Provided records below:

PR #1285, opened 2024-10-22
Multipart uploads updated logic 

begonaguereca:
Closes https://github.ghe.com/github/octoshift/issues/9496!

- [ ] Issue linked

-------------------------------------------------------------------------------------------------------------
## Take it out for a 🚗 :

*** Remember to export env variables***
``` 
export GH_SOURCE_PAT=<<PAT>>
export GH_PAT=<<PAT>> 
```
**Migrating from GitHub Enterprise Server- Multi part upload:**

Sample repo to export: https://octoshift-ghe.westus2.cloudapp.azure.com/github-owned-storage/1-gib

```
dotnet run --project src/gei/gei.csproj -- migrate-repo --github-source-org github-owned-storage --source-repo large-1-gib --github-target-org import-testing --target-repo YOU_ADD_NEW_NAME --use-github-storage true --ghes-api-url https://octoshift-ghe.westus2.cloudapp.azure.com/api/v3 --verbose
```

Successful migration_id: RM_kgDaACQ0MzZmN2RjMS0wNjk4LTRlYjctYmMzNy0wMTAxNGRhOTQ3YTU


src/Octoshift/Services/GithubApi.cs
```diff
@@ -1089,24 +1090,102 @@ public virtual async Task<string> UploadArchiveToGithubStorage(string orgDatabas
...
+
+    private async Task<(string Response, KeyValuePair<string, IEnumerable<string>>[] Headers)> StartUploadAsync(string uploadUrl, string archiveName, long contentSize)
+    {
+        // Create the body for the request
+        var body = new JObject
+        {
+            ["content_type"] = "application/octet-stream",
+            ["name"] = archiveName,
+            ["size"] = contentSize
+        };
```
ArinGhazarian, line 1139: you can just create a dynamic object here:

```suggestion
        var body = new
        {
            content_type = "application/octet-stream",
            name = archiveName,
            size = contentSize
        };
```

src/Octoshift/Services/GithubApi.cs
```diff
@@ -1089,24 +1090,102 @@ public virtual async Task<string> UploadArchiveToGithubStorage(string orgDatabas
...
+            nextUrl = await UploadPartAsync(buffer, bytesRead, nextUrl.ToString());
+        }
+
+        // 3. Complete the upload
+        await CompleteUploadAsync(nextUrl.ToString());
+
+        return $"gei://archive/{guid}";
+    }
+
+    private async Task<(string Response, KeyValuePair<string, IEnumerable<string>>[] Headers)> StartUploadAsync(string uploadUrl, string archiveName, long contentSize)
```
ArinGhazarian, line 1131: We didn't add the `Async` suffix to the end of async methods (the only exception is the clients where we wanted the method names to be aligned with .NET's `HttpClient`)

```suggestion
    private async Task<(string Response, KeyValuePair<string, IEnumerable<string>>[] Headers)> StartUpload(string uploadUrl, string archiveName, long contentSize)
```

src/Octoshift/Services/GithubApi.cs
```diff
@@ -1089,24 +1090,102 @@ public virtual async Task<string> UploadArchiveToGithubStorage(string orgDatabas
...
+        // Set the correct Content-Type header (adjust based on API requirements)
+        content.Headers.ContentType = new System.Net.Http.Headers.MediaTypeHeaderValue("application/octet-stream");
+
+        await _client.PutAsync(lastUrl, content);
+    }
+
+    private Uri GetNextUrl(IEnumerable<KeyValuePair<string, IEnumerable<string>>> headers)
+    {
+        // Find the Location header
+        var locationHeader = headers.FirstOrDefault(header => header.Key == "Location");
```
ArinGhazarian, line 1172: Do we expect the header to be always present here? If yes then we should probably raise an exception or just use `First` so it will raise an exception if there header is not there.

src/Octoshift/Services/GithubApi.cs
```diff
@@ -1089,24 +1090,102 @@ public virtual async Task<string> UploadArchiveToGithubStorage(string orgDatabas
...
+
+        // Check if the Location header exists and has a value
+        if (locationHeader.Key != null)
```
ArinGhazarian, line 1175: This can raise a null reference error because of the `FirstOrDefault`.  If the methods definitely needs to return `null` I would also inverse the logic:
```c#
if (locationHeader is null)
{
    return null;
}
```

src/Octoshift/Services/GithubApi.cs
```diff
@@ -1089,24 +1090,102 @@ public virtual async Task<string> UploadArchiveToGithubStorage(string orgDatabas
...
+        {
+            var locationValue = locationHeader.Value.FirstOrDefault();
+
+            if (!string.IsNullOrEmpty(locationValue))
```
ArinGhazarian, line 1179: We do have a handy extension method for this:
```suggestion
            if (locationValue.HasValue())
```

src/Octoshift/Services/GithubApi.cs
```diff
@@ -1089,24 +1090,102 @@ public virtual async Task<string> UploadArchiveToGithubStorage(string orgDatabas
...
-        return (string)data["uri"];
+    private async Task<string> UploadMultipart(Stream archiveContent, string archiveName, string uploadUrl)
+    {
+        var buffer = new byte[_streamSizeLimit];
+
+        // 1. Start the upload
+        var (startResponse, startHeaders) = await StartUploadAsync(uploadUrl, archiveName, archiveContent.Length);
+
+        var nextUrl = GetNextUrl(startHeaders);
+        var guid = System.Web.HttpUtility.ParseQueryString(nextUrl.Query)["guid"];
```
ArinGhazarian, line 1116: I would add `System.Web` to the usings list to simplify this:
```suggestion
        var guid = HttpUtility.ParseQueryString(nextUrl.Query)["guid"];
```

src/Octoshift/Services/GithubApi.cs
```diff
@@ -1089,24 +1090,102 @@ public virtual async Task<string> UploadArchiveToGithubStorage(string orgDatabas
...
+
+        // Return the tuple with response and headers
+        return (response, headers);
+    }
+
+
+    private async Task<Uri> UploadPartAsync(byte[] body, int bytesRead, string nextUrl)
+    {
+        var content = new ByteArrayContent(body, 0, bytesRead);
+        content.Headers.ContentType = new System.Net.Http.Headers.MediaTypeHeaderValue("application/octet-stream");
```
ArinGhazarian, line 1152:
```suggestion
        content.Headers.ContentType = new ("application/octet-stream");
```

src/Octoshift/Services/GithubApi.cs
```diff
@@ -1089,24 +1090,102 @@ public virtual async Task<string> UploadArchiveToGithubStorage(string orgDatabas
...
+        var (response, headers) = await _client.PostTupleAsync(uploadUrl, body);
+
+        // Return the tuple with response and headers
+        return (response, headers);
+    }
+
+
+    private async Task<Uri> UploadPartAsync(byte[] body, int bytesRead, string nextUrl)
+    {
+        var content = new ByteArrayContent(body, 0, bytesRead);
```
ArinGhazarian, line 1151: because we're uploading the entire body and are not using the offset we can use the [other overload](https://learn.microsoft.com/en-us/dotnet/api/system.net.http.bytearraycontent.-ctor?view=net-8.0#system-net-http-bytearraycontent-ctor(system-byte())) that simply accepts the `contents`:
```suggestion
        var content = new ByteArrayContent(body);
```

src/Octoshift/Services/GithubApi.cs
```diff
@@ -1089,24 +1090,102 @@ public virtual async Task<string> UploadArchiveToGithubStorage(string orgDatabas
...
-        var data = JObject.Parse(response);
-        return (string)data["uri"];
+    private async Task<string> UploadMultipart(Stream archiveContent, string archiveName, string uploadUrl)
+    {
+        var buffer = new byte[_streamSizeLimit];
+
+        // 1. Start the upload
+        var (startResponse, startHeaders) = await StartUploadAsync(uploadUrl, archiveName, archiveContent.Length);
+
+        var nextUrl = GetNextUrl(startHeaders);
```
ArinGhazarian, line 1115: if `nextUrl` returns a `null` value the next line will throw a null reference exception. So if null values are we should take it into account and make our code more resilient

src/Octoshift/Services/GithubApi.cs
```diff
@@ -1089,24 +1090,102 @@ public virtual async Task<string> UploadArchiveToGithubStorage(string orgDatabas
...
+
+    private async Task CompleteUploadAsync(string lastUrl)
+    {
+        // Create an empty HttpContent object
+        var content = new StringContent(string.Empty);
+
+        // Set the correct Content-Type header (adjust based on API requirements)
+        content.Headers.ContentType = new System.Net.Http.Headers.MediaTypeHeaderValue("application/octet-stream");
+
+        await _client.PutAsync(lastUrl, content);
```
ArinGhazarian, line 1166: can we just do a simple put here:

```c#
await _client.PustAsync(lastUrl);
```

src/Octoshift/Services/GithubClient.cs
```diff
@@ -76,6 +76,9 @@ public virtual async IAsyncEnumerable<JToken> GetAllAsync(
     public virtual async Task<string> PostAsync(string url, object body, Dictionary<string, string> customHeaders = null) =>
         (await SendAsync(HttpMethod.Post, url, body, customHeaders: customHeaders)).Content;
 
+    public virtual async Task<(string Content, KeyValuePair<string, IEnumerable<string>>[] ResponseHeaders)> PostTupleAsync(string url, object body, Dictionary<string, string> customHeaders = null) =>
```
ArinGhazarian, line 79: renaming suggestion: `PostWithFullResponseAsync`

src/Octoshift/Services/GithubClient.cs
```diff
@@ -140,6 +143,9 @@ public virtual async Task<string> PutAsync(string url, object body, Dictionary<s
     public virtual async Task<string> PatchAsync(string url, object body, Dictionary<string, string> customHeaders = null) =>
         (await SendAsync(HttpMethod.Patch, url, body, customHeaders: customHeaders)).Content;
 
+    public virtual async Task<(string Content, KeyValuePair<string, IEnumerable<string>>[] ResponseHeaders)> PatchTupleAsync(string url, object body, Dictionary<string, string> customHeaders = null) =>
```
ArinGhazarian, line 146: Renaming suggestion: `PatchWithFullResponseAsync`

src/Octoshift/Services/GithubApi.cs
ArinGhazarian: Even in that case there is probably no need to create a string content because it's supposed to be handled by the client so you can probably just send an empty string to put.

src/Octoshift/Services/GithubApi.cs
begonaguereca: Screenshot 2024-10-23 at 12 53 37 PM

begonaguereca: Its not letting me do that

src/Octoshift/Services/GithubApi.cs
begonaguereca: Ok I made the method First 👍🏽

src/Octoshift/Services/GithubApi.cs
begonaguereca:
```
  public virtual async Task<string> PutAsync(string url, object body, Dictionary<string, string> customHeaders = null) =>
        (await SendAsync(HttpMethod.Put, url, body, customHeaders: customHeaders)).Content;
```

This is the put command, should I make a new one then?

ArinGhazarian: no you can pass `null` for `body`

src/Octoshift/Services/GithubApi.cs
ArinGhazarian: that's because you need to add the appropriate `using` to the beginning of the cs file (`using OctoshiftCLI.Extensions`). It's an extension method that originally doesn't belong to the `string` class.

src/Octoshift/Services/GithubApi.cs
begonaguereca: I think we narrowed down that we do need this logic 👍🏽

src/Octoshift/Services/GithubApi.cs
begonaguereca: Ok so when I pass in `null` it will error out and not complete the upload. Adding this logic back in.

src/Octoshift/Services/MultipartUploaderService.cs
```diff
@@ -0,0 +1,129 @@
...
+
+        if (!string.IsNullOrEmpty(locationHeader.Key))
+        {
+            var locationValue = locationHeader.Value.FirstOrDefault();
+            if (locationValue.HasValue())
+            {
+                return new Uri(new Uri(_base_url), locationValue);
+            }
+        }
+        return null;
```
ArinGhazarian, line 127: I I would rewrite this method like the following:
```suggestion
        var locationHeader = headers.First(header => header.Key.Equals("Location", StringComparison.OrdinalIgnoreCase));

        if (locationHeader.Key.IsNullOrWhiteSpace() || locationHeader.Value.FirstOrDefault().IsNullOrWhiteSpace())
        {
            throw new OctoshiftCliException("Failed to retrieve the next URL for the upload part.");
        }

        return new Uri(new Uri(BASE_URL), locationHeader.Value.First());
```

src/Octoshift/Services/MultipartUploaderService.cs
```diff
@@ -0,0 +1,129 @@
...
+    }
+
+    public async Task<string> UploadMultipart(Stream archiveContent, string archiveName, string uploadUrl)
+    {
+        var buffer = new byte[_streamSizeLimit];
+
+        try
+        {
+            // 1. Start the upload
+            var startHeaders = await StartUpload(uploadUrl, archiveName, archiveContent.Length);
```
ArinGhazarian, line 30: I would add logs to indicate progress, like for example:
`Initiating upload with Upload URL: ... and Archive Name: ...`

src/Octoshift/Services/MultipartUploaderService.cs
```diff
@@ -0,0 +1,129 @@
...
+                throw new OctoshiftCliException("Failed to retrieve the next URL for the upload.");
+            }
+
+            var guid = HttpUtility.ParseQueryString(nextUrl.Query)["guid"];
+
+            // 2. Upload parts
+            int bytesRead;
+            while ((bytesRead = await archiveContent.ReadAsync(buffer, 0, buffer.Length)) > 0)
+            {
+                nextUrl = await UploadPart(buffer, bytesRead, nextUrl.ToString());
```
ArinGhazarian, line 44: an info log here would be good too to indicate progress. It's a good UX specially for larger archives. We can also calculate the number of chunks in advance to report a better progress:

`Uploading part 1 out of 100...`

src/Octoshift/Services/MultipartUploaderService.cs
```diff
@@ -0,0 +1,129 @@
...
+            }
+
+            // 3. Complete the upload
+            await CompleteUpload(nextUrl.ToString());
```
ArinGhazarian, line 48: also a log here to indicate the upload is done

`Finished uploading the archive.`

src/Octoshift/Services/MultipartUploaderService.cs
```diff
@@ -0,0 +1,129 @@
...
+            if (nextUrl == null)
+            {
+                throw new OctoshiftCliException("Failed to retrieve the next URL for the upload.");
+            }
+
+            var guid = HttpUtility.ParseQueryString(nextUrl.Query)["guid"];
+
+            // 2. Upload parts
+            int bytesRead;
+            while ((bytesRead = await archiveContent.ReadAsync(buffer, 0, buffer.Length)) > 0)
```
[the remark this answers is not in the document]
begonaguereca: Resolved 👍🏽

src/Octoshift/Services/MultipartUploaderService.cs
begonaguereca: Is there something wrong or inefficient with my logic?

src/Octoshift/Services/MultipartUploaderService.cs
begonaguereca: I've added the parts, Im not really sure what the URL or archive name will give people

src/Octoshift/Services/GithubApi.cs
```diff
@@ -1089,24 +1092,19 @@ public virtual async Task<string> UploadArchiveToGithubStorage(string orgDatabas
...
+            return response;
         }
         else
         {
-            var url = $"https://uploads.github.com/organizations/{orgDatabaseId.EscapeDataString()}/gei/archive?name={archiveName.EscapeDataString()}";
+            var url = $"{_base_url}/{orgDatabaseId.EscapeDataString()}/gei/archive?name={archiveName.EscapeDataString()}";
 
             response = await _client.PostAsync(url, streamContent);
+            var data = JObject.Parse(response);
+            return (string)data["uri"];
```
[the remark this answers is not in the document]
begonaguereca: Is there something incorrect or inefficient about my logic?

src/Octoshift/Services/MultipartUploaderService.cs
ArinGhazarian: The only main thing was to check for the `null` values and throwing an exception in the method. Aside from that my suggestion also simplified the logic a bit.

src/Octoshift/Services/GithubApi.cs
```diff
@@ -17,13 +17,14 @@ public class GithubApi
     private readonly GithubClient _client;
     private readonly string _apiUrl;
     private readonly RetryPolicy _retryPolicy;
-    internal int _streamSizeLimit = 100 * 1024 * 1024; // 100 MiB
+    private readonly ArchiveUploader _multipartUploader;
 
-    public GithubApi(GithubClient client, string apiUrl, RetryPolicy retryPolicy)
+    public GithubApi(GithubClient client, string apiUrl, RetryPolicy retryPolicy, ArchiveUploader multipartUploader)
```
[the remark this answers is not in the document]
begonaguereca: Passing in null now 👍🏽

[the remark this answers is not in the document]
ArinGhazarian: We're ultimately using the archive uploader is our `migrate-repo` commands. For example the [MigrateRepoCommandHandler](https://github.com/github/gh-gei/blob/550f4b859110c58e174888a00f7ae57167a66cce/src/bbs2gh/Commands/MigrateRepo/MigrateRepoCommandHandler.cs) for `bbs2gh`. What I mean is we can directly inject the `ArchiveUploader` into the command that we are eventually going to use.

src/Octoshift/Services/MultipartUploaderService.cs
```diff
@@ -0,0 +1,166 @@
...
+                throw new OctoshiftCliException("Failed to retrieve the next URL for the upload.");
+            }
+
+            var guid = HttpUtility.ParseQueryString(nextUrl.Query)["guid"];
+
+            // 2. Upload parts
+            int bytesRead;
+            var partsRead = 0;
+            var totalParts = (int)Math.Ceiling((double)archiveContent.Length / _streamSizeLimit);
+            while ((bytesRead = await archiveContent.ReadAsync(buffer.AsMemory(0, buffer.Length))) > 0)
```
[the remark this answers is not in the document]
begonaguereca: I am not sure why `archiveContent.ReadAsync(buffer)` does not work, all i know is that the logic does work how it is configured 👍🏽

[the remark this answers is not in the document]
ArinGhazarian: Converting `buffer` to a `Memory<T>` object is really unnecessary and an overhead here, if we really need to use the overload we can suppress the warning but only when we understand what's wrong with the overload that simply accepts the entire buffer. My suggestion is to work on the `ArchiveUploader` unit tests to test this logic and then try to change it back to  `archiveContent.ReadAsync(buffer)` so if there is any problem the unit tests should reveal it.

src/OctoshiftCLI.Tests/Octoshift/Services/GithubApiTests.cs
```diff
@@ -3491,20 +3498,36 @@ public async Task UploadArchiveToGithubStorage_Should_Upload_Stream_Content()
...
+            .Setup(m => m.PatchWithFullResponseAsync(It.IsAny<string>(), It.IsAny<HttpContent>(), null))
+            .ReturnsAsync((jsonResponse, new[]
+            {
+            new KeyValuePair<string, IEnumerable<string>>("Location", new[] { "/organizations/93741352/gei/archive/blobs/uploads?part_number=1&guid=123456&upload_id=i63n.35ClspPC5tSNp1rPcjm3FfKsnhLEPud627KummDTa29LSoFjIRlNjfzwJdax5sekyqJB7YPHtBZUCDCVwFUznod.p8XY_xHKu9FxFOcobs6keWC_9Xx8HFMQHxx" })
+            }));
+
+        // Mocking the final PUT request to complete the multipart upload
+        _githubClientMock
+            .Setup(m => m.PutAsync(It.IsAny<string>(), It.IsAny<HttpContent>(), null))
+            .ReturnsAsync(string.Empty);  // Ensure a non-null response
```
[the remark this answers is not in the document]
begonaguereca: Ok cool so im going to keep these tests here and just added tests for ArchiveUploader 👍🏽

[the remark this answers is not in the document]
ArinGhazarian: In the `GithubApi` the `ArchiveUploader` needs to be mocked which will simplify the test. So this test should change.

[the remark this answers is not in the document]
begonaguereca: ArchiveUploader is mocked at the top of the class, but the methods that actually do the http calls are private. 

I dont understand how else to create this test. I can add:

` var actualStringResponse = await _archiveUploader.Upload(archiveContent, archiveName, orgDatabaseId);` instead? But i feel like that test belongs in the other class and not here.

Is this test incorrect as it stands?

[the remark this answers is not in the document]
begonaguereca: [0cba519](https://github.com/github/gh-gei/pull/1285/commits/0cba51941fbab1490ec8ac6ade24b34a8513c6aa)

src/Octoshift/Services/ArchiveUploader.cs
```diff
@@ -0,0 +1,167 @@
...
+    {
+        // Use FirstOrDefault to safely handle missing Location headers
+        var locationHeader = headers.First(header => header.Key.Equals("Location", StringComparison.OrdinalIgnoreCase));
+
+        if (!string.IsNullOrEmpty(locationHeader.Key))
+        {
+            var locationValue = locationHeader.Value.FirstOrDefault();
+            if (locationValue.HasValue())
+            {
+                return new Uri(new Uri(BASE_URL), locationValue);
```
ArinGhazarian, line 162: There is a bug here that I discovered when fiddling with the unit tests. The base url is `https://uploads.github.com/organizations` but it's actually not a base url but rather a full url. The base here would be `https://uploads.github.com`. So if you call `.ToString()` on the Uri object that is getting returned from the method it will actually omit the `organizations`:

image

To fix we can compose the url like below or alternatively we can change the base url and prepend `organizations` to the `locationValue`, I guess the first is just easier:

```c#
new Uri($"{BASE_URL}/{locationValue}")
```

src/OctoshiftCLI.Tests/Octoshift/Services/GithubApiTests.cs
```diff
@@ -3475,10 +3481,10 @@ public async Task UploadArchiveToGithubStorage_Should_Upload_Stream_Content()
         var expectedUri = "gei://archive/123456";
         var jsonResponse = $"{{ \"uri\": \"{expectedUri}\" }}";
 
-        _githubClientMock
-            .Setup(m => m.PostAsync(It.IsAny<string>(), It.IsAny<StreamContent>(), null))
-            .ReturnsAsync(jsonResponse);
-
+        // Mocking the Upload method on _archiveUploader to return the expected URI
+        _archiveUploader
+            .Setup(m => m.Upload(It.IsAny<Stream>(), archiveName, orgDatabaseId))
```
ArinGhazarian, line 3486: Let's be explicit about what we are expecting to receive:

```suggestion
            .Setup(m => m.Upload(archiveContent, archiveName, orgDatabaseId))
```

src/Octoshift/Services/ArchiveUploader.cs
```diff
@@ -0,0 +1,167 @@
...
+        }
+    }
+
+    private async Task<string> UploadMultipart(Stream archiveContent, string archiveName, string uploadUrl)
+    {
+        if (archiveContent == null)
+        {
+            throw new ArgumentNullException(nameof(archiveContent), "Archive content stream cannot be null.");
+        }
+
```
ArinGhazarian, line 63: This can be removed now because we're null guarding in the public method.
```suggestion
```

ArinGhazarian (commented):
Looks so much better now, my main concerns were mostly around testing this time.

src/Octoshift/Services/ArchiveUploader.cs
ArinGhazarian: fixed in c93e44df9a493fb9c0b2e91feab03e471aefa368

src/OctoshiftCLI.Tests/Octoshift/Services/ArchiveUploadersTests.cs
```diff
@@ -0,0 +1,90 @@
...
+        // Assert
+        archiveUploaderMock.Protected().Verify<Task<string>>(
+            "UploadMultipart",
+            Times.Once(),
+            ItExpr.Is<Stream>(s => s == largeStream),
+            ItExpr.Is<string>(name => name == archiveName),
+            ItExpr.Is<string>(url => url.Contains(orgDatabaseId))
+        );
+        Assert.Equal(expectedMultipartResponse, result);
+    }
```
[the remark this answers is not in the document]
ArinGhazarian: fixed in c93e44df9a493fb9c0b2e91feab03e471aefa368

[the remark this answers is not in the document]
begonaguereca: Thanks! I also updated this test to account for a bug in the code 👍🏽

src/Octoshift/Services/ArchiveUploader.cs
begonaguereca: Fixed this to account for the bug within the 🐛 [ede2cd8](https://github.com/github/gh-gei/pull/1285/commits/ede2cd8616b8c43ccc95b730f31e7f976327054e)

src/OctoshiftCLI.Tests/Octoshift/Services/GithubApiTests.cs
```diff
@@ -3491,20 +3497,17 @@ public async Task UploadArchiveToGithubStorage_Should_Upload_Stream_Content()
...
-
-        _githubApi._streamSizeLimit = 1;
-
-        _githubClientMock
-            .Setup(m => m.PostAsync(It.IsAny<string>(), It.IsAny<MultipartFormDataContent>(), null))
-            .ReturnsAsync(jsonResponse);
+        // Mocking the Upload method on _archiveUploader to return the expected URI
+        _archiveUploader
+            .Setup(m => m.Upload(It.IsAny<Stream>(), archiveName, orgDatabaseId))
+            .ReturnsAsync(expectedUri);
```
ArinGhazarian, line 3510: As I has mentioned earlier this test can be removed.

ArinGhazarian (approved):
All good 🎉 🥇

End of Provided records.

Task goal >> Return all lines from the data above with "cloudapp" in them.

Exercise solution >>
Sample repo to export: https://octoshift-ghe.westus2.cloudapp.azure.com/github-owned-storage/1-gib
dotnet run --project src/gei/gei.csproj -- migrate-repo --github-source-org github-owned-storage --source-repo large-1-gib --github-target-org import-testing --target-repo YOU_ADD_NEW_NAME --use-github-storage true --ghes-api-url https://octoshift-ghe.westus2.cloudapp.azure.com/api/v3 --verbose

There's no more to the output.